# looking for Worm drive case ideas



## Erikfsn (Dec 6, 2009)

I just bought a Makita Hyphoid saw and since it did not come with a case I thought I'd see what other people are doing for a case. A friend puts his in a canvas bag. I may end up doing the same.


----------



## Warren (Feb 19, 2005)

I am not much of a fan of tool cases. I do love the canvas bags, but mostly for smaller hand tools. A worm drive is a pretty tough tool that in my opinion doesn't really need a case. Not to mention that it will only add to the weight. If you must have a case however, maybe one of those large cases that the cordless combos come in may be big enough.


----------



## gdwoodbutcher (May 4, 2010)

I agree, I've never had a case, can't see the need. I keep wrench in handbox, never check grease, and keep new blades under seat of truck. Never had a problem with a saw that case would have prevented. As for that combo case, I took my tools out of it , feels to much like luggage. But thats just me.


----------



## PrestigeR&D (Jan 6, 2010)

*Naaa,,*

Canvas bag,,, Warren:thumbsup:
Brian


----------



## loneframer (Feb 13, 2009)

I have a couple Plano 20" tool boxes with a top tray. Got them at least 15 years ago. I used to keep my Skilsaws in them to make the side boxes of my truck cap more organized. The tray was convenient for the saw wrench, rip guide, stair gauges, etc. They have held up well, but now they are loaded with my powder actuated nailers and corded screw guns.:thumbsup:
Very similar to this newer model.


----------



## gdwoodbutcher (May 4, 2010)

rip guide? wow, is that what those little slots are for, are thought they just made foot lighter


----------



## loneframer (Feb 13, 2009)

gdwoodbutcher said:


> rip guide? wow, is that what those little slots are for, are thought they just made foot lighter


 That's what I thought for the first 10 years.:laughing:

I've actually found many uses for it over the years.:whistling


----------



## Warren (Feb 19, 2005)

I don't think I have used a rip guide in at least 20 years. Thats what the index finger on left hand is for right? If its gotta be that accurate, I will get the table saw. Also the auxillary handle that comes with the crappy little drills. If I need that much power, I am gonna use a better drill.


----------



## loneframer (Feb 13, 2009)

Warren said:


> I don't think I have used a rip guide in at least 20 years. Thats what the index finger on left hand is for right? If its gotta be that accurate, I will get the table saw. Also the auxillary handle that comes with the crappy little drills. If I need that much power, I am gonna use a better drill.
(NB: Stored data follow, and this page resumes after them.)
PR #41, opened 2015-07-24
Non normative edits.

estelle:
Three separate commits. If you prefer separate pull requests instead, please let me know.

1) negative delays impact animation duration
2) animation iteration can be 0 or greater.
3) paragraph sentences reordered for clarity.

### DIFF
--- a/css-animations/Overview.html
+++ b/css-animations/Overview.html
@@ -417,7 +417,7 @@ Animations</span><a class="self-link" href="#animations"></a></h2>
 
    <p>The end of the animation is defined by the combination of the
 	<a class="property" data-link-type="propdesc" href="#propdef-animation-duration">animation-duration</a>, <a class="property" data-link-type="propdesc" href="#propdef-animation-iteration-count">animation-iteration-count</a> and <a class="property" data-link-type="propdesc" href="#propdef-animation-fill-mode">animation-fill-mode</a>
-	properties.</p>
+	properties, and <a class="property" data-link-type="propdesc" href="#propdef-animation-delay">animation-delay</a>, if negative.</p>
 
 	
    <div class="example" id="example-dee38741"><a class="self-link" href="#example-dee38741"></a>
--- a/css-animations/Overview.html
+++ b/css-animations/Overview.html
@@ -571,10 +571,10 @@ Keyframes</span><a class="self-link" href="#keyframes"></a></h2>
 	from more than one @keyframes rule with the same selector value.</p>
 
 
-   <p>If a property is not specified for a keyframe, or is specified but invalid, the animation of that
-	property proceeds as if that keyframe did not exist. Conceptually, it is as if a set of keyframes is
-	constructed for each property that is present in any of the keyframes, and an animation is run
-	independently for each property.</p>
+   <p>Conceptually, it is as if a set of keyframes is
+  constructed for each property that is present in any of the keyframes, and an animation is run
+  independently for each property. If a property is not specified for a keyframe, or is specified but invalid, the animation of that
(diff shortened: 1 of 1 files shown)


tabatkins:
Thanks for the commits, but you're editting the generated file, not the source file, so it'll get wiped out the moment the repository auto-regens the spec. ^_^

dbaron:
A few comments on the actual edits:

1) I'm not sure what this sentence even means.  But it's not clear to me why it would be affected by only negative delays and not positive ones.  I think I might prefer removing the sentence, but should probably look more closely.

2) looks great

3) I think the sentences are really mostly unrelated.  It might be better if they were 2 separate paragraphs.  But I think there's also something missing here about how properties in one keyframe rule override another.  That should have been written for the edit under "2013-02-20 minutes", but I don't think it was.

estelle:
When I resubmitted the PR to the correct file I left off 1) as the sentence seemed to read that the timing of the animationend had to do with those properties, but on re-read of your comment and the text, it doesn’t actually seem to mean anything.
In terms of 3)  what does that paragraph mean? When we animate multiple properties, in the end it's as if a separate animation was created for each property. That is why switching the animation-timing-function during a keyframe only impacts the property/value pairs within that keyframe.

-Estelle 

Estelle Weyl
estelle@weyl.org
http://www.standardista.com





On Jul 25, 2015, at 11:17 AM, David Baron <notifications@github.com> wrote:

A few comments on the actual edits:

1) I'm not sure what this sentence even means. But it's not clear to me why it would be affected by only negative delays and not positive ones. I think I might prefer removing the sentence, but should probably look more closely.

2) looks great

3) I think the sentences are really mostly unrelated. It might be better if they were 2 separate paragraphs. But I think there's also something missing here about how properties in one keyframe rule override another. That should have been written for the edit under "2013-02-20 minutes", but I don't think it was.

dbaron:
Actually, rereading (3) again, I think the order it's in does make sense, although it could certainly be clearer.

What it's trying to say is that if you have:
0% { top: 0; left: 0 }
50% { top: 50px }
100% { top: 100px; left: 100px }
and you're using an 'ease-in' timing function, top animates over two separate uses of that ease-in timing function, wherease left animates only over a single easing function.  There's no attempt to infer some value for left at 50% and act as though there are two pieces to the left animation.  (And likewise, if the timing functions were specified in the keyframes, they'd only matter for a property if that property is in a keyframe at that percentage.)

estelle:
Where it reads “property proceeds as if that keyframe did not exist”, makes it sound like the full keyframe gets obliterated, even the valid property/value pairs. The next paragraph clarifies that, so inverting the paragraphs makes the 1st sentence make more sense.
-Estelle 






On Jul 25, 2015, at 11:44 AM, David Baron <notifications@github.com> wrote:

Actually, rereading (3) again, I think the order it's in does make sense, although it could certainly be clearer.

What it's trying to say is that if you have:
0% { top: 0; left: 0 }
50% { top: 50px }
100% { top: 100px; left: 100px }
and you're using an 'ease-in' timing function, top animates over two separate uses of that ease-in timing function, wherease left animates only over a single easing function. There's no attempt to infer some value for left at 50% and act as though there are two pieces to the left animation. (And likewise, if the timing functions were specified in the keyframes, they'd only matter for a property if that property is in a keyframe at that percentage.)

birtles:
Re (1), I agree with [dbaron's comment](https://github.com/w3c/csswg-drafts/pull/41#issuecomment-124762801) and will remove that sentence altogether.

birtles:
Re (3), I agree that the sentence, as it stands, makes more sense than inverting the order. However, I hope we can make this more clear when we address issue #71.

PR #42, opened 2015-07-24
Estelle

estelle:
edit to overview.bs. Edits to overview.html should be automagically overwritten.

1) The animation may iterate less than one time. 0.25 and 0 are valid iteration counts
2) reordered the two sentences because in the original order it made it sound like keyframes, not property values, are ignored.
What does that paragraph mean? When we animate multiple properties, in the end it's as if a separate animation was created for each property. That is why switching the animation-timing-function during a keyframe only impacts the property/value pairs within that keyframe.


dbaron:
This is a continuation from #41, which has some prior discussion.

grorg:
Seems to have been incorporated.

 Many times, while framing bastard hip roofs,I'll rip the steeper pitched rafter, to get it to plane to center on hips and valleys. This method also comes in handy to make the inside angle meet at the corner, instead of being offset. I use this technique on bastard octagons quite often.


----------



## gdwoodbutcher (May 4, 2010)

I used somebody's Makita about 20 years ago, and thought it really torqued when I pulled trigger, compared to Skil. Wonder if they have changed. At least I imagine they are made in Japan, and not China like my favorite brand is now.


----------



## Warren (Feb 19, 2005)

And how does the engineer feel about that? That does seem like a lot of work. We would usually just fur down the shallower (is that a word?) pitch ones.


----------



## loneframer (Feb 13, 2009)

Warren said:


> And how does the engineer feel about that? That does seem like a lot of work. We would usually just fur down the shallower (is that a word?) pitch ones.
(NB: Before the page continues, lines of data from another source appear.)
PR #49, opened 2015-09-11
Florian/pre wrap auto trim

frivoal:
This adds text-space-collapse: preserve-auto and text-space-collapse: preserve-trim to css-text-4, and explains white-space: pre-wrap-auto in terms of the former.

Also includes a small bug fix.

### DIFF
--- a/css-text-4/Overview.bs
+++ b/css-text-4/Overview.bs
@@ -109,7 +109,7 @@ White Space Trimming: the 'text-space-trim' property</h3>
 	<pre class="propdef">
 	Name: text-space-trim
 	Value: none | trim-inner || discard-before || discard-after
-	Initial: collapse
+	Initial: none
 	Applies to: all elements
 	Inherited: no
 	Percentages: n/a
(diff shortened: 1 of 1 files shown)


fantasai:
preserve-spaces-auto should refer explicitly to system conventions, since that's the whole point of it. It's not UA-defined. It's OS-defined.

(Also, preserve-trim should note that it's at-risk, and we're not sure if it's needed. We need use cases, and they should help clarify if both leading and trailing spaces should be trimmed.)

frivoal:
> preserve-spaces-auto should refer explicitly to system conventions, since that's the whole point of it. It's not UA-defined. It's OS-defined.

Not sure. IE's behavior and Safari's behavior are arguably following OS standards. But Chrome does the same cross platform. And we were not trying to force them to change. I think adding a "Should follow platform convensions" would be good, since indeed that's a large part of the intent, but I'd like to keep it as a should. Sounds OK?

> preserve-trim should note that it's at-risk
Will do.

frivoal:
@fantasai Is this better?

PR #50, opened 2015-09-18
[css-2015] Clarify why unstable features should be released both prefixed and unprefixed

frivoal:


frivoal:
Actually, I'm a co-editor of this document, so I'll merge this myself.

PR #52, opened 2015-09-21
Adding a description to address the case of a Grooved black border

Adenilson:
Adding a description to address the case of a Grooved black border making explicit what is the expected behavior of a UA.

For whole discussion, please see:
https://lists.w3.org/Archives/Public/www-style/2015Sep/0106.html

### DIFF
--- a/css-backgrounds/Overview.html
+++ b/css-backgrounds/Overview.html
@@ -2380,7 +2380,8 @@ background-color:      white;
    <dd> Looks as if it were carved in the canvas. (This is typically achieved
     by creating a “shadow” from two colors that are slightly lighter and
     darker than the ‘<a href="#border-color"><code
-    class=property>border-color</code></a>’.)
+    class=property>border-color</code></a>’. In case the border color
+    is black, a shade of gray must be used as the lighter color.)
 
    <dt><dfn id=ridge>‘<code class=css>ridge</code>’</dfn>
 


tabatkins:
As stated in IRC by @SimonSapin, explicitly calling out "black" isn't correct here.  Near-black colors like `#000001` have the same problems, and so do colors near white.  

What we want to do is check if the difference between the "lighter" and "darker" color is sufficiently large; when the start color is near the min/max of lightness, it's not, so we'll have to shift the colors a bit.

tabatkins:
Let's pretend for a moment that the general algorithm is "represented as HSL, the two colors are the base color, but with lightness +- 10%". (That is, 10 added/subtracted from the lightness, not multiplied by 1.1/.9.)

Then the spec text we want is something like:

> Let *base color* be the used value of 'border-color' as an HSL color.  If base color's lightness is between 10% and 90%, then *light color* and *dark color* are colors with the same hue and saturation as base color, but lightness 10% higher or lower, respectively, than base color.
> 
> Otherwise, if base color's lightness is less than 10%, dark color is black, and light color is a color with the same hue and saturation as base color, but lightness set to 20%.
> 
> Otherwise, if base color's lightness is greater than 90%, light color is white, and dark color is a color with the same hue and saturation as base color, but lightness set to 80%.

Tweak the numbers as appropriate for whatever the real light/dark adjuster is.

SimonSapin:
:+1:

Adenilson:
Sounds good!

fantasai:
Closing this request without merging, since a) it's not editing the correct file and b) the statement being added is unambiguously implied by the previous statement anyway. If we want to add an algorithm, that gets filed against Level 4...

PR #58, opened 2015-10-09
Fixes pre-wrap, pre-wrap-auto and preserve-auto

frivoal:
* (Tries to) Improve the prose describing pre-wrap-auto / preserve-auto as discussed at the last telco,
* fixes the normative behavior of pre-wrap-auto and preserve-auto. 

Overview.html is not updated (and should be updated when merging) because bikeshed is currently broken (https://github.com/tabatkins/bikeshed/issues/501)


frivoal:
In Sydney, the CSSWG has resolved in favor of an alternative solution, making this obsolete.

PR #59, opened 2015-10-14
Adding periods at the end figure's descriptions.

Adenilson:
Other specs (e.g. http://www.w3.org/TR/css3-background/#the-border-radius) include a period at the end of text describing figures. This patch includes the missing periods for all figures.


Adenilson:
Will upload a new merge request later after the other changes land.

PR #61, opened 2015-10-15
Rephrasing note about shape diversity.

Adenilson:
Changing from 'If the shapes of displays are various..' to 'For other shapes...' as it reads more naturally in English.


frivoal:
Oops, just noticed that you were fixing the .html file, not the .bs file. Can you file another PR for that?

Adenilson:
Sure thing, please check:
https://github.com/w3c/csswg-drafts/pull/63

PR #81, opened 2015-12-03
[cssom-view] Add more positioning control to scrollIntoView

zcorpan:
* Add "center" to ScrollLogicalPosition.
* Add inline dictionary member to ScrollIntoViewOptions.

Ref. https://www.w3.org/Bugs/Public/show_bug.cgi?id=17152
Ref. https://lists.w3.org/Archives/Public/www-style/2015Dec/0050.html


zcorpan:
https://log.csswg.org/irc.w3.org/css/2015-12-07/#e627335

PR #91, opened 2016-01-22
Point out case-insensitivity of i in [foo=bar i]

SimonSapin:
https://lists.w3.org/Archives/Public/www-style/2016Jan/0166.html shows that it’s easy to miss.

How does this look, @tabatkins?


SimonSapin:
Test change: https://github.com/w3c/web-platform-tests/pull/2516

zcorpan:
LGTM

PR #101, opened 2016-03-28
Removal of the rests of 'grid-template' references

SelenIT:
The `grid-template` shorthand property has been removed from the spec, but two references to it remained. Also, this change was not reflected in the 'Changes' section. Shouldn't we fix this?


tabatkins:
Thanks!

 The architect/engineer that drew most of the plans I worked off of specified "ripped to meet center of hip/val". Primarily because the GC requested it of him. Those framing members are always over sized to get a higher R-value in the sloped ceiling.
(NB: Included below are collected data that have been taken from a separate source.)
PR #102, opened 2016-04-02
Counter reset on ol too broad in scope

FearGoidte:
Reseting counters on the “ol” element means that an ordered list which
is the descendent of a sibling element of a previous ordered list will
behave as a continuation of the previous list.

### DIFF
--- a/css2/generate.html
+++ b/css2/generate.html
@@ -647,7 +647,7 @@ result is very similar to that of setting 'display:list-item' and
 'list-style: inside' on the LI element:
 
 <pre>
-OL { counter-reset: item }
+OL>LI:first-child { counter-reset: item }
 LI { display: block }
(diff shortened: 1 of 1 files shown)


tabatkins:
Just so you don't think this is hanging, I started a thread in the CSSWG mailing list about possibly fixing this *properly*. <https://lists.w3.org/Archives/Public/www-style/2016Apr/0364.html>

FearGoidte:
Thanks for the update. I find that part of the recommendation quite impenetrable so it took me some time to determine that the behaviour was correct but probably unintended.

Kind regards

--
James

tabatkins:
Fixed in Lists 3 by <https://github.com/w3c/csswg-drafts/issues/5477>

Issue #8592, opened 2023-03-15
[css-borders-4] `box-shadow` needs to define coordinating list base property


Loirooriol:
https://drafts.csswg.org/css-backgrounds-4/#misc just keeps saying

> See the section [“Layering, Layout, and Other Details”](https://w3c.github.io/csswg-drafts/css-backgrounds-3/#shadow-layers) for how [...] interacts with other comma-separated drop shadow properties to form each drop shadow layer.

But the link points to L3, where `box-shadow` is a longhand.

This section needs to define these box shadow properties as a [coordinating list property group](https://drafts.csswg.org/css-values/#coordinating-list-property) and choose which one is the [coordinating list base property](https://drafts.csswg.org/css-values/#coordinating-list-base-property).

PR #8605, opened 2023-03-16
[css-backgrounds-4] Fixed and added definitions for box-shadow-offset: none

### LINKED ISSUE #8567: [css-backgrounds-4] Allow repeating `none` in `box-shadow-offset`
`none, none` is currently valid in [`box-shadow`](https://drafts.csswg.org/css-backgrounds-4/#propdef-box-shadow) but not in [`box-shadow-offset`](https://drafts.csswg.org/css-backgrounds-4/#propdef-box-shadow-offset).

`animation`, `transition`, `scroll-timeline`, `view-timeline`, accept declaring `none` with other values and repeating it in a [coordinating value list](https://drafts.csswg.org/css-values-4/#coordinated-value-list). In #8440, I suggested restricting `none` in these properties, before considering some (contrived) use cases.

```css
.box {
  box-shadow: 0px 0px, black none 1px;
}
.box:hover {
  box-shadow-offset: 1px 1px, 2px 2px;
}
```

Nit: stacking `{1,2}` and `#` does not seem invalid but some spec readers may think `[ <length>{1,2} ]#` is clearer.

SebastianZ:
I've added the definition for the `none` value of `box-shadow-offset` and corrected the computed value of that property to account for the `none` value now being part of the shadow list.

This is meant to fix #8567.

Sebastian

### DIFF
--- a/css-backgrounds-4/Overview.bs
+++ b/css-backgrounds-4/Overview.bs
@@ -902,10 +902,11 @@ Inherited: no
 Percentages: N/A
 Computed value: see individual properties
 Animation type: by computed value,
-    appending blank shadows (''transparent 0 0 0 0'')
-    with a corresponding ''box-shadow-position/inset'' keyword as needed
-    to match the longer list
-    if the shorter list is otherwise compatible with the longer one
+	letting ''box-shadow-offset/none'' create a blank shadow
+	(''transparent 0 0 0 0'') when interpolated with non-'none' values
+	and appending blank shadows with a corresponding
+	''box-shadow-position/inset'' keyword as needed to match the longer list
+	if the shorter list is otherwise compatible with the longer one
 </pre>
 
   <p>The 'box-shadow' property attaches one or more drop-shadows to the box.
--- a/css-backgrounds-4/Overview.bs
+++ b/css-backgrounds-4/Overview.bs
@@ -768,16 +768,24 @@ Initial: none
 Applies to: all elements
 Inherited: no
 Percentages: N/A
-Computed value: either 'none' or a list,
-	each item a pair of offsets (horizontal and vertical) from the element‘s box
+Computed value: list, each item either 'none' or a pair of offsets
+  (horizontal and vertical) from the element‘s box
 Animation type: by computed value
 </pre>
 
 <p>The 'box-shadow-offset' property defines one or more drop shadow offsets.
-The property accepts a comma-separated list of horizontal and vertical offset pairs,
+The property accepts a comma-separated list.
+Each item in that list can either accept the ''box-shadow-offset/none'' value,
+which indicates no shadow, or a pair of horizontal and vertical offsets,
 where both values are described as <<length>> values.
 
 <dl>
+  <dt><dfn id="shadow-offset-none">none</dfn>
+  <dd>
+    No box shadow will be created.
+	Any other box shadow properties specified for this box shadow have no
+	effect.
+
   <dt><dfn id="shadow-offset-x">1st <<length>></dfn>
   <dd>
     Specifies the <dfn>horizontal offset</dfn> of the shadow.
--- a/css-backgrounds-4/Overview.bs
+++ b/css-backgrounds-4/Overview.bs
@@ -775,7 +775,7 @@ Animation type: by computed value
 
 <p>The 'box-shadow-offset' property defines one or more drop shadow offsets.
 The property accepts a comma-separated list.
-Each item in that list can either accept the ''box-shadow-offset/none'' value,
+Each item in that list can either be the ''box-shadow-offset/none'' value,
 which indicates no shadow, or a pair of horizontal and vertical offsets,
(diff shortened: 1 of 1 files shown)


css-backgrounds-4/Overview.bs
Loirooriol, line 1: `box-shadow` should also change to "Computed value: see individual properties".

BTW, "Animation type" should also be "see individual properties", and the animation logic should go to the right property, but I guess that depends on #8592.

css-backgrounds-4/Overview.bs
```diff
@@ -771,16 +771,24 @@ Initial: none
...
-	each item a pair of offsets (horizontal and vertical) from the element‘s box
+Computed value: list, each item either 'none' or a pair of offsets
+  (horizontal and vertical) from the element‘s box
 Animatable: by computed value
 </pre>
 
 <p>The 'box-shadow-offset' property defines one or more drop shadow offsets.
-The property accepts a comma-separated list of horizontal and vertical offset pairs,
+The property accepts a comma-separated list.
+Each item in that list can either accept the ''box-shadow-offset/none'' value,
```
Loirooriol, line 781:
```suggestion
Each item in that list can either be the ''box-shadow-offset/none'' value,
```

css-backgrounds-4/Overview.bs
SebastianZ: I've changed the computed value and removed the now incorrect note for "Animatable" about "treating `none` as a zero-item list".

I kept the animation logic at the shorthand for now and will fix it in the patch for #8592.

I also kept "Animatable" for now and replace it in another patch by "Animation type" as it's unrelated to this one.

css-backgrounds-4/Overview.bs

css-backgrounds-4/Overview.bs
```diff
@@ -895,12 +903,9 @@ Initial: none
...
 Inherited: no
 Percentages: N/A
-Computed value: either the keyword ''box-shadow-offset/none'' or
-    a list, each item consisting of four absolute lengths
-    plus a computed color and optionally also a ''box-shadow-position/inset'' keyword
+Computed value: see individual properties
 Animatable: by computed value,
-    treating ''box-shadow-offset/none'' as a zero-item list
-    and appending blank shadows (''transparent 0 0 0 0'')
+    appending blank shadows (''transparent 0 0 0 0'')
```
Loirooriol, line 908: Just dropping "treating `none` as a zero-item list" would change the behavior.

I think that `box-shadow-offset` should treat `none` as `0 0` when interpolated with non-`none` values.

SebastianZ: The idea was to align it with `animation-name`, i.e. a value of `none` cancels out this one shadow within the list.

And I think it is better to treat `none` as-is, meaning the interpolation between `none` and non-`none` values is discrete and the shadow appears or disappears.

Sebastian

Loirooriol: Well this would break https://software.hixie.ch/utilities/js/live-dom-viewer/saved/11442 which works with interoperability, so you need CSSWG resolution to change it.

css-backgrounds-4/Overview.bs
```diff
@@ -895,15 +903,13 @@ Initial: none
...
-    treating ''box-shadow-offset/none'' as a zero-item list
-    and appending blank shadows (''transparent 0 0 0 0'')
-    with a corresponding ''box-shadow-position/inset'' keyword as needed
-    to match the longer list
-    if the shorter list is otherwise compatible with the longer one
+	letting ''box-shadow-offset/none'' create a blank shadow
+	(''transparent 0 0 0 0'') when interpolated with non-'none' values
+	and appending blank shadows with a corresponding
+	''box-shadow-position/inset'' keyword as needed to match the longer list
+	if the shorter list is otherwise compatible with the longer one
```
Loirooriol, line 912: I don't think this works.

Let's say we interpolate from `box-shadow-offset: none; box-shadow-color: #f00` to `box-shadow-offset: 10px 10px; box-shadow-color: #f00`.

`box-shadow-offset` interpolates `none` as `0 0`, so at 50% we have `5px 5px`. But what about `box-shadow-color`? Its computed value was always `#f00` (`none` was only changing the used value into `transparent`), so we get `#f00`, but current browsers say `rgba(255, 0, 0, 0.5)`.

So I guess that either:

 - `box-shadow-offset: none` should affect the computed values of other properties (even though coordinated value lists were only supposed to affect each other at used value time I believe).
 - And interpolation with `box-shadow-offset: none` should not just treat it as `0 0` but somehow affect the used value of other properties at used value time.
 - We get rid of this magical behavior, as you initially wanted.

SebastianZ:
Since we split borders and box decorations out into CSS Borders 4, I'll close this PR and set up a new one to avoid rebasing issues.

Sebastian

SebastianZ:
For reference, the new PR is #9096.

As for being a lot of work, I always looked at it as a challenge to make it work. That's what made it fun for me.:thumbsup:

I've done the fir down method as well.


----------



## Inner10 (Mar 12, 2009)

My WD sits in this beside 2 sidewinders:










Unless I don't have my lock box with me, then they move from it to one of these:










My cordless sidewinder sleeps in one of these:










I never use to use a rip guide until I was in a position where I needed to rip a whole pile of plywood strips by myself. Since that day I use the rip guide for as much as I possibly can. If I can avoid using the table saw I will.

A saw is a lot lighter and easier to move then a sheet of wood.


----------



## wellbuilthome (Feb 5, 2008)

Since most of the tool boxes are molded plastic now and wast so much space I started making my own boxes out of oak with AC pine sides or SS .
I can make them so they fit in my weather guard truck boxes exactly and hold every thing i need for a tool 
My 71/4 worm drive sits in a custom ply wood box with blades for the other saws . I use a 8" for cutting pavers and concrete , a old 71/4 for cutting roofing and a 101/4 big foot for timber and headers . 
Most of the time the saws just sit on a gang box shelf. Or in the shop .
I have a bunch of Makita 71/4 mag sidewinders that sit out naked in the truck the boxes are way to big to keep.I did have a plastic skill box for a wile but its big . John


----------



## BuiltByMAC (Mar 11, 2006)

Fits my worm drive, jigsaw and sawzall along w/ blades, wrenches etc.

Have another identical bag that holds all drills and accessories.

30 lbs ea (+/-), one in each hand, away you go.

Mac


----------